Questions (Part A): Determining the pH of Solutions

  1. Which substance was the most acidic?
  2. Which substance was the most basic?
  3. Did any of the substances have a pH close to neutral? Name them.

Procedure (part B): Showing the Effect of pH on a Biological Molecule (Milk Proteins)

  1. Place 100 drops of skim milk in a 50 ml beaker.
  2. Pick up a piece of narrow-range pH paper with forceps.
  3. Touch the pH paper to the milk and remove it.
  4. Compare the color of the pH paper to the pH color chart.
  5. Record the initial pH in data table 2.
  6. Add a drop of lemon juice to the milk in the cup & stir with a stirring rod. Keep track of how many drops you add to the milk!
  7. Measure and record the pH of the solution with the narrow-range pH paper.
  8. Repeat step 7 until you notice an obvious change in the appearance of the milk. record this final pH and appearance of the milk in your data table.
  9. Repeat steps 1-8 using a clean 50 ml beaker and fresh milk, and substitute ammonia for the lemon juice.
  10. Add drops of ammonia to the milk until the change in pH of the milk is equal to the change in pH you measured in step 8. Be sure to keep track of the number of drops added. HINT: If the pH changed by 2 units with the lemon juice, then add ammonia until you also get 2 pH units of change!

Data:

Table 1

 

Substance Tested pH Acid Base Neutral

 

Table 2

Substance Tested Substance used to Produce Change Starting pH of Milk Final pH of Milk Original Appearance of Milk Final Appearance of Milk Total Number of drops added to Produce the change
100 drops Skim Milk Lemon Juice
100 drops Skim Milk Ammonia

Questions:

1. Which substance tested from table 1 was the most acidic?

2. Which substance was most basic?

3. Did any substance from table 1 have a neutral, or near neutral pH? If so, which substance was neutral?

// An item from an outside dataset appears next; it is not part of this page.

PR #1214, opened 2022-03-30
fix: Match seed finder util .hpp and .ipp types

stephenswat:
I've discovered that #1143 introduces a subtle but rather nefarious bug in the seed finder utilities: the `const` qualifier on one of the types was removed in the `.ipp` file, but not in the corresponding `.hpp` file. This means that any code importing the `.hpp` will gladly compile the code, but because a matching implementation is not present in the `.ipp` file, it will rely on this implementation being made available at link time. In this particular case, that never happens, and we run into rather hard to debug linking errors. This commit resolves the issue by making sure that the function signatures between the `.hpp` file and the `.ipp` file are the same.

4. Why did you use narrow-range pH paper to measure the milk’s change in pH?

 

5. Describe the change in appearance of the milk as more lemon juice was added. Explain why this change occurred.

 

 

6. How much did the pH of milk change when lemon juice was added?

7. Why do you think lemon juice “curdled”  (precipitated out the proteins) from the milk?

 

8. Did you get the same change when ammonia was used? Why or why not?